Task to complete
Tally the lines in the records below that contain "Promise" and return only the result.

Records from a data collection

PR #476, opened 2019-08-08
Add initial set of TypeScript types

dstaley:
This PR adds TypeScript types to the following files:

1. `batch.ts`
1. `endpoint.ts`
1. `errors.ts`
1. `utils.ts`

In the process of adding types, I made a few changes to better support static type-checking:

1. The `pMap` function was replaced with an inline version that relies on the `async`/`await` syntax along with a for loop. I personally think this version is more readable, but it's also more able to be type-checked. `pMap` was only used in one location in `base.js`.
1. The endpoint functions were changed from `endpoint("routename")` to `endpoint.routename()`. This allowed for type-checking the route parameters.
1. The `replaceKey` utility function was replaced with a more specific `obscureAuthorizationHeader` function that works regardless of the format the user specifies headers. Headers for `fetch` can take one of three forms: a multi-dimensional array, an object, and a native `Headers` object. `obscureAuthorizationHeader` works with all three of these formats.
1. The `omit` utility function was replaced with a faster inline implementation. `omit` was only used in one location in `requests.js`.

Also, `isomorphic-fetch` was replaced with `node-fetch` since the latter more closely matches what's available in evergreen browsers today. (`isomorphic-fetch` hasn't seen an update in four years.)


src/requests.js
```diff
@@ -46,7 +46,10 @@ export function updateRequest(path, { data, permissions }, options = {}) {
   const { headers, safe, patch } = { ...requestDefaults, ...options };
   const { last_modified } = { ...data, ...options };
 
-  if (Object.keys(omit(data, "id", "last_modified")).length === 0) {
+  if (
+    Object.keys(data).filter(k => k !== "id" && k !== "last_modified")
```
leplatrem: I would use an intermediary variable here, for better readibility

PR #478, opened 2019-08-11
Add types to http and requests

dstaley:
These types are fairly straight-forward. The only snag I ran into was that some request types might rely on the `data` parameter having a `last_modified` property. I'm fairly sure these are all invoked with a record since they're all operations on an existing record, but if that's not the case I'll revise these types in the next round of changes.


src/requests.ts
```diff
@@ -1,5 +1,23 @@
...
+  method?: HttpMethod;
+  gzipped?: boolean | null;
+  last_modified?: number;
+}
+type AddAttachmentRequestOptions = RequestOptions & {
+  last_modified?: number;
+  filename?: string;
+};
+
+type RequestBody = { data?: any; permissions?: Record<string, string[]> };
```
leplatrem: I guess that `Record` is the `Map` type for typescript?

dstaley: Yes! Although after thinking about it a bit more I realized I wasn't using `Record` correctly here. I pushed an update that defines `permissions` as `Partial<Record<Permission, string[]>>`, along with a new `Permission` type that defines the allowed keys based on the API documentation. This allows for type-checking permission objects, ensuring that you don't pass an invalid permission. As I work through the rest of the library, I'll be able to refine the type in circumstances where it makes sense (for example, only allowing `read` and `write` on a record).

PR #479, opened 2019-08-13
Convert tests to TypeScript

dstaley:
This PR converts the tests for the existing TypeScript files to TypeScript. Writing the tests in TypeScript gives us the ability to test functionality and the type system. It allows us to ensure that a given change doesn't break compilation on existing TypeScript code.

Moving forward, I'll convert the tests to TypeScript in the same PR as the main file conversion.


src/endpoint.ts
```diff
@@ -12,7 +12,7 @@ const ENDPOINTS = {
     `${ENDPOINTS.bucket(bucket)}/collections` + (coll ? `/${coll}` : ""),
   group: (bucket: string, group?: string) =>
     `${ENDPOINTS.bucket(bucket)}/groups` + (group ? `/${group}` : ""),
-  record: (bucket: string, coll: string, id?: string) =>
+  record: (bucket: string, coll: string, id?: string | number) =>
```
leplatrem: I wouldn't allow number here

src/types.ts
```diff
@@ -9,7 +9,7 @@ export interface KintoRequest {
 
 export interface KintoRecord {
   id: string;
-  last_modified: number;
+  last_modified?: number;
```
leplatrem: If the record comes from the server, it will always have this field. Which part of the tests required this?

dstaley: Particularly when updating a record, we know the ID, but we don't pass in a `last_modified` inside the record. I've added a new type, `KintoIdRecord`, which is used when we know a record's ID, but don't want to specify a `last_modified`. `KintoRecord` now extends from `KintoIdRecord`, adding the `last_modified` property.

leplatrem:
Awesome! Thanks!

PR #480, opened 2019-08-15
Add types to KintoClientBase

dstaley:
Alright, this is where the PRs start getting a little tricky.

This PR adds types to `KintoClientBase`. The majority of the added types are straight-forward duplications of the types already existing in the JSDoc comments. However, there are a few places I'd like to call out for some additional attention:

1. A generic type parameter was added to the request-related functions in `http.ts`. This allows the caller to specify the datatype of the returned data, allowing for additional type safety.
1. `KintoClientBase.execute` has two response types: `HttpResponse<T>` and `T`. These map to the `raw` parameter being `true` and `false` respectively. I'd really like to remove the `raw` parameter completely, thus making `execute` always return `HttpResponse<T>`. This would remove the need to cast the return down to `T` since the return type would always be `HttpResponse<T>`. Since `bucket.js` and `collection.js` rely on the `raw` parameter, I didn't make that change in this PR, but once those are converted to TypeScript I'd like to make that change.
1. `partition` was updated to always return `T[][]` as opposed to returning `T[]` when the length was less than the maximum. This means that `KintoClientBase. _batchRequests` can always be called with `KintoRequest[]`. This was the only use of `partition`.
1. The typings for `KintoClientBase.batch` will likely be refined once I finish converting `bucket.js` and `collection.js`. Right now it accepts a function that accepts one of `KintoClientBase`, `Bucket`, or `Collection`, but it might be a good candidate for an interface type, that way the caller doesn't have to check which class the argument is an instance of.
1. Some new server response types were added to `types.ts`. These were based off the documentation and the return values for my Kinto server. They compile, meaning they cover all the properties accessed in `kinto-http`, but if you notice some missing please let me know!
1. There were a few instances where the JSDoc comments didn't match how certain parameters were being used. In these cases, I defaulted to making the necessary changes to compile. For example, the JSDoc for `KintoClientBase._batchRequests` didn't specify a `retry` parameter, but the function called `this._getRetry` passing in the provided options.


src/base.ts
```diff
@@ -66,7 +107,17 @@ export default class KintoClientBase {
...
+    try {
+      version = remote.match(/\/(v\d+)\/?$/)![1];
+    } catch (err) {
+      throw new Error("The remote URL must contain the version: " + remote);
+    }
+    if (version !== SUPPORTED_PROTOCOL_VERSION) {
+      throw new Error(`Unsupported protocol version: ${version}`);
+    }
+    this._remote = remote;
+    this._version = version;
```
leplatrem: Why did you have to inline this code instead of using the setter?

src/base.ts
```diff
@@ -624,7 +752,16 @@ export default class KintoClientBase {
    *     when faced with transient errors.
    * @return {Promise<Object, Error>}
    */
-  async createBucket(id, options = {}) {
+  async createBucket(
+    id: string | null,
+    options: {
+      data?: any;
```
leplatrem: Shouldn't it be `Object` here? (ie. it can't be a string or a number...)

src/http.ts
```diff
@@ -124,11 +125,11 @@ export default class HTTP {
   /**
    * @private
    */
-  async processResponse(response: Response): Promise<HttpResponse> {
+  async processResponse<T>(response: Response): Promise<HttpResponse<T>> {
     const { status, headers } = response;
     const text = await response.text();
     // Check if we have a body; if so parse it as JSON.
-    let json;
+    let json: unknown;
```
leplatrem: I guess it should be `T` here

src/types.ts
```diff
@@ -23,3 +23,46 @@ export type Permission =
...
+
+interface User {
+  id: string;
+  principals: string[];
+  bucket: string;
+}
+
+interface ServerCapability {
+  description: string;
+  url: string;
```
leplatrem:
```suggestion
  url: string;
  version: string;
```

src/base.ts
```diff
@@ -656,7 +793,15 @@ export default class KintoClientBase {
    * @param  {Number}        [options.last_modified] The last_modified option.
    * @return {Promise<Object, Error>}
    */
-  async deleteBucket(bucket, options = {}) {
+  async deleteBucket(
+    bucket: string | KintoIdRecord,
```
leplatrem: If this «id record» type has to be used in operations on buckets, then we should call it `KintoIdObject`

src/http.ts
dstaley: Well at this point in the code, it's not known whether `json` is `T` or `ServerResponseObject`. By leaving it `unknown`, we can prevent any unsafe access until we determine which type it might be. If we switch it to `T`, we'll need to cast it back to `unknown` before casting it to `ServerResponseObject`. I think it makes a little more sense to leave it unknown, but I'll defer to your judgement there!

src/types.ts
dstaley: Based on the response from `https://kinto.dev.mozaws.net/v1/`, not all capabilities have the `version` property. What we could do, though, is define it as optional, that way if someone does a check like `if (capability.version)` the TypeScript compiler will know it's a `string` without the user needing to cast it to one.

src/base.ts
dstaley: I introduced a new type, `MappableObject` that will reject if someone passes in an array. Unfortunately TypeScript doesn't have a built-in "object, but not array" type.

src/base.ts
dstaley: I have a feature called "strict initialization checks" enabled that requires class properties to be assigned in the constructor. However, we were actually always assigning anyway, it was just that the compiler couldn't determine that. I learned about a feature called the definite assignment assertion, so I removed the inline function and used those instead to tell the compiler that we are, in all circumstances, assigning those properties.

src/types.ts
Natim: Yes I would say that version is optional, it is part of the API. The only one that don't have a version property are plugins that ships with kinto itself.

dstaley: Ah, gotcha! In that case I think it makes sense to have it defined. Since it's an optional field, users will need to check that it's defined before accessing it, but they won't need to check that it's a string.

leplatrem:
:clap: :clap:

* * *

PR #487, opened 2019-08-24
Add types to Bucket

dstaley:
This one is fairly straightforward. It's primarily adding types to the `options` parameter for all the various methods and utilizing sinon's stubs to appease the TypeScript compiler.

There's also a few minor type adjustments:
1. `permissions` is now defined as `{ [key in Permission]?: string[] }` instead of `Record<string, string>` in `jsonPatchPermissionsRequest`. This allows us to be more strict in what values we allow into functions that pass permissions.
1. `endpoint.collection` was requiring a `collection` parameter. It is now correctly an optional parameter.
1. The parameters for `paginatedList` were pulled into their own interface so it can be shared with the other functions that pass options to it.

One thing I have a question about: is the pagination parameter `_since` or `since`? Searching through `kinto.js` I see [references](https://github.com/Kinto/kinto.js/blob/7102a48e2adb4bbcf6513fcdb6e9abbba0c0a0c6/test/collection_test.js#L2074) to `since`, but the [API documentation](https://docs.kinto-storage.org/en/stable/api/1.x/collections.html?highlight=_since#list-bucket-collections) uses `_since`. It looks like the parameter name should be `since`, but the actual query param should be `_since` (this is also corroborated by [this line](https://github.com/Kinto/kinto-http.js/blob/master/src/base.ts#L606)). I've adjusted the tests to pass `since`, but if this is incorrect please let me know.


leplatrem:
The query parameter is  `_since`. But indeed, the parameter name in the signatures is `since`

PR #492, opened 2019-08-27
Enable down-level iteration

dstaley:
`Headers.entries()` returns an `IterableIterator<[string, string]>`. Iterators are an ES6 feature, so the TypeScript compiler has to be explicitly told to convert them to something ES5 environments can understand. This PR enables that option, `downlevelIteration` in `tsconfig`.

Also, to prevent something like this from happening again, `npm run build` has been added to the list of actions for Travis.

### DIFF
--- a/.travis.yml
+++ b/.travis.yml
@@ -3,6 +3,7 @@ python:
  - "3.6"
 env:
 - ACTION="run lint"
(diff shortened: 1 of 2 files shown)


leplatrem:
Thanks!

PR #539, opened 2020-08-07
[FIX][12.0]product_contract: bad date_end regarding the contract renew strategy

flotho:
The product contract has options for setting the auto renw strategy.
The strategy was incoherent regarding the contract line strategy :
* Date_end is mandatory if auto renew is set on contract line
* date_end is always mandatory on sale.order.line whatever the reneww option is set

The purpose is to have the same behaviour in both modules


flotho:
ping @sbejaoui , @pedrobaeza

Finished task
4